Paracrine Signalling From SOX2-Expressing Pituitary Embryonic Cells Is Required for Terminal Differentiation of Hormone-Producing Cells

Abstract

The pituitary gland is the master regulator of the endocrine system, housing six major hormone producing cell types. This gland is derived from Rathke’s Pouch, an invagination of the oral ectoderm. Hormone-producing pituitary cell lineages are derived from a population of embryonic cells expressing SOX2. ZFP36L1/Butyrate Response Factor 1 (BRF1) is an RNA binding protein that binds and targets mRNAs of various cytokines and chemokines for degradation prior to translation, attenuating secretion of inflammatory factors (Herranz et al. 2015). Here, we show that BRF1 is a novel marker expressed in SOX2+ cells in human and mouse pituitaries, suggesting that these cells may have a secretory profile. To investigate this possibility, we have combined molecular and genetic studies in vivo. We have used a novel mouse model, R26lsl-mBRF1 that allows the expression of a mutant, constitutively active BRF1 protein upon Cre-mediated recombination, alongside our lab’s models (Hesx1Cre/+ and Sox2CreERT2/+), to express mutant BRF1 in HESX1+ and SOX2+ cells during development and postnatally. This approach results in pituitary hypoplasia and severe hypopituitarism due to a failure of cell-lineage specified cells to differentiate into hormone-producing cells. Hormone production in these mutant cells, however, can be rescued in vitro through co-culture with WT pituitaries and in vivo in chimeric pituitaries, highlighting a cell non-autonomous mechanism underlying the phenotype.
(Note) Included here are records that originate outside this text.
PR #450, opened 2017-04-12
rename history to activity

varu038:


tiltec:
I would close this, as most of the refactoring work is actually on the back-end side and there's currently no one interested in doing this, right?

nicksellen:
I agree, has no activity for a long time. I still like the idea, but should track it in an issue and see when someone has time to work on it.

Single cell RNA sequencing of WT and Sox2CreERT2/+;R26lsl-mBRF1 murine embryonic pituitaries, as well as use publicly available human pituitary single cell datasets, have allowed us to identify specific cytokines and chemokines secreted by SOX2+ cells, as well as downstream intracellular signalling pathways in differentiating cells (Zhang et al. 2020), which may be responsible for controlling terminal differentiation of hormone-producing cells within the developing pituitary. Together with our recently published data, these results support the notion that SOX2+ pituitary stem cells play a critical paracrine role in controlling progenitor cell proliferation and terminal differentiation (Russell et al. 2021).